The climate funds are screening in companies that are preparing for a tighter
regulatory environment, which “stand to achieve a strong, competitive and sustainable advantage,”
according to material accompanying the September launch of the Schroders
Global Climate Change Fund.
F&C, which launched its Global
Climate Opportunities Fund in September, brought governmental expertise on board by adding
Vicki Bakhshi, a former climate change policy adviser to British Prime Minister Tony Blair and a
former senior researcher on the Stern Review on the Economics of Climate Change.
Also in
September, HSBC launched its Global Climate Change Benchmark Index, to join the KLD Global Climate Leaders Index and a slew
of clean energy indexes. This month, HSBC launched its Climate
Change Funds, which of course tracks the index.
Unsurprisingly, clean energy and
energy efficiency and conservation play a key role in the new climate funds. However, just as
these funds will likely have only a minor impact on diverting global warming, so too will they have
only a limited impact of clean energy markets.

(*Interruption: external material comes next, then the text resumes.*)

PR #6468, opened 2026-06-19
Propagate MCP errors from annotated tools

### LINKED ISSUE #6456: MCP tool method callbacks remap MCP errors into tool call responses
**Bug description**

MCP tool method callback classes from the mcp-annotations package remap exceptions thrown from methods that implement tool calls. Example of one such case with sync stateless callback, similar happens in other cases: [SyncStatelessMcpToolMethodCallback#apply method](https://github.com/spring-projects/spring-ai/blob/v2.0.0/mcp/mcp-annotations/src/main/java/org/springframework/ai/mcp/annotation/method/tool/SyncStatelessMcpToolMethodCallback.java#L83-L88).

“There is a wall of money washing into
clean energy--$100 billion this year, up from less than $30 billion three years ago--and the market
value of the clean energy industry and existing clean energy generating and refining assets is in
the order of $500 billion,” said Michael Liebreich, CEO of UK-based New Energy Finance, a clean energy research firm. “So
from a pure liquidity perspective, a billion or two more flowing into the industry is not very
significant--it isn't going to change the nature of the game.”
“What is significant is
that it is part of a trend whereby different types of investors are being brought into the sector,
which educates people and diversifies the investor base,” Liebreich told SocialFunds.com. “This is
very significant--three years ago we couldn't even get a meeting with most of the companies that
are launching these funds, which all now suddenly want to be seen as pioneers.”
Richard
Branson last year pledged $3 billion to pioneer new biofuels, so it should come as no surprise that
in January 2008, the Money arm of his Virgin empire will launch a Climate Change Leaders Fund
based on screens from UK-based environmental research firm Trucost.
The launch of the Global Climate Change Fund by DWS Scudder, the US
retail investment arm of Deutsche Asset Management, represents just one element of the firm’s
overarching climate change strategy, on which it has invested nearly €6 billion since 2006.
Interestingly, Deutsche implicitly acknowledges that we may be too late to mitigate climate change,
and so it discusses adaptation strategies such as water purification and disaster control.
It is particularly sobering to contemplate ways to profit from our collective failure to avoid
climate change, though it is heartening to see investment firms finally tackling the issue.
“My sense--certainly over the time-frame before I shuffle off my mortal coil--is that we will
see a lot of irreversible regional impacts, some pleasant, most unpleasant, and some downright
tragic,” said Liebreich of New Energy Finance. “Whether that adds up to a tipping point is an
issue for the scientists and philosophers to argue about.”
“What I do know is that it is
worth redirecting some of our vast human ingenuity away from reality TV and monster truck racing
and towards reducing the scale of the problem.”